**WHAT YOU SHOULD DO:** Each line from the one holding "with user classpath." to the end of the data below must be output verbatim, with no other lines.

**MATERIAL SUPPLIED:**

PR #9277, opened 2016-11-21
WAN enhancements

emrahkocaman:
- Config changes for new WANQueueFulBehavior
- New REST method to allow clearing WRQs.

### DIFF
--- a/hazelcast/src/main/java/com/hazelcast/internal/ascii/rest/HttpPostCommandProcessor.java
+++ b/hazelcast/src/main/java/com/hazelcast/internal/ascii/rest/HttpPostCommandProcessor.java
@@ -64,6 +64,8 @@ public class HttpPostCommandProcessor extends HttpCommandProcessor<HttpPostComma
                 handleShutdownNode(command);
             } else if (uri.startsWith(URI_WAN_SYNC_MAP)) {
                 handleWanSyncMap(command);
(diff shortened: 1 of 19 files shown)


emrahkocaman:
verify

hazelcast/src/main/java/com/hazelcast/internal/ascii/rest/HttpPostCommandProcessor.java
```diff
@@ -323,6 +325,25 @@ private void handleWanSyncMap(HttpPostCommand command) throws UnsupportedEncodin
         textCommandService.sendResponse(command);
     }
 
+    private void handleWanClearQueues(HttpPostCommand command) throws UnsupportedEncodingException {
```
mesutcelik: That must be called after WAN Rep Stopped via ManCenter. right?

mesutcelik:
👍 with one minor comment

hazelcast/src/main/java/com/hazelcast/internal/ascii/rest/HttpPostCommandProcessor.java
emrahkocaman: Yes but WAN replication is paused/resumed automatically when clear queues command is in progress.

PR #9278, opened 2016-11-21
Shade/relocate tests jar too

mdogan:
com.eclipsesource.minimal-json artifact is shaded our release jar
and `com.eclipsesource.json` package is relocated to
`com.hazelcast.com.eclipsesource.json` to avoid conflicts with user classpath.

But entries in test jar remain untouched, which makes impossible to test
Management Center requests on EE side.

With this change references to `com.eclipsesource.json` in test classes are
relocated as `com.hazelcast.com.eclipsesource.json` too.

See EE PR https://github.com/hazelcast/hazelcast-enterprise/pull/1137


pveentjer:
:+1:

**YOUR RESPONSE:**
`com.hazelcast.com.eclipsesource.json` to avoid conflicts with user classpath.

But entries in test jar remain untouched, which makes impossible to test
Management Center requests on EE side.

With this change references to `com.eclipsesource.json` in test classes are
relocated as `com.hazelcast.com.eclipsesource.json` too.

See EE PR https://github.com/hazelcast/hazelcast-enterprise/pull/1137


pveentjer:
:+1:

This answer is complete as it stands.